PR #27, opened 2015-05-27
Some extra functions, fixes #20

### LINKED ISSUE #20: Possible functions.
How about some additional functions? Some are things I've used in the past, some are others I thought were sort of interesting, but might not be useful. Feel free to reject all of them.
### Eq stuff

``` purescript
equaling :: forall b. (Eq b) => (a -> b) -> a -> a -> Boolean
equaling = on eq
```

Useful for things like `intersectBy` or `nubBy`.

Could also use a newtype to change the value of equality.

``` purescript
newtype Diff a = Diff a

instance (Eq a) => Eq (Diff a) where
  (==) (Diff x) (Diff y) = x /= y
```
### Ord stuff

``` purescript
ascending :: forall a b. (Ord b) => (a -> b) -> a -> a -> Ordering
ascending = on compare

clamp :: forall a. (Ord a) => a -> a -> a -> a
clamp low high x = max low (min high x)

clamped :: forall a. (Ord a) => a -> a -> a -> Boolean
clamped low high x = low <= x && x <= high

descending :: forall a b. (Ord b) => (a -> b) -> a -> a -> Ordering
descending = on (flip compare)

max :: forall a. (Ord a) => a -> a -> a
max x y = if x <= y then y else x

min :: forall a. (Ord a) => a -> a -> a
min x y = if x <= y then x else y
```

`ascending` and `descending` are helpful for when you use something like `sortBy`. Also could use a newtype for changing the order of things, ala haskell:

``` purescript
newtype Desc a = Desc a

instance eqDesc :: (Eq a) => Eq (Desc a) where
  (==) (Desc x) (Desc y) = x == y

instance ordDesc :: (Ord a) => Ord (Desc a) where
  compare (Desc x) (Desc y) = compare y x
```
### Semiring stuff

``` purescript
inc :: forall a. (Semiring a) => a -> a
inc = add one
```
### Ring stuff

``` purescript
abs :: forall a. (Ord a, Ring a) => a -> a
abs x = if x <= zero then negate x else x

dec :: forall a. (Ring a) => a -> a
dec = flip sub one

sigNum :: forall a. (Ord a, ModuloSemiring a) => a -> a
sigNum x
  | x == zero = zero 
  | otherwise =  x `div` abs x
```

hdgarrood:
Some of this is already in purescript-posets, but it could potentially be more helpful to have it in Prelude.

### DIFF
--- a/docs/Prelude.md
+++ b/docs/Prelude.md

┄┄┄┄┄┄

Requirement => For the listing above, identify each line bearing "ascending".

Your response =>
ascending :: forall a b. (Ord b) => (a -> b) -> a -> a -> Ordering
ascending = on compare
`ascending` and `descending` are helpful for when you use something like `sortBy`. Also could use a newtype for changing the order of things, ala haskell:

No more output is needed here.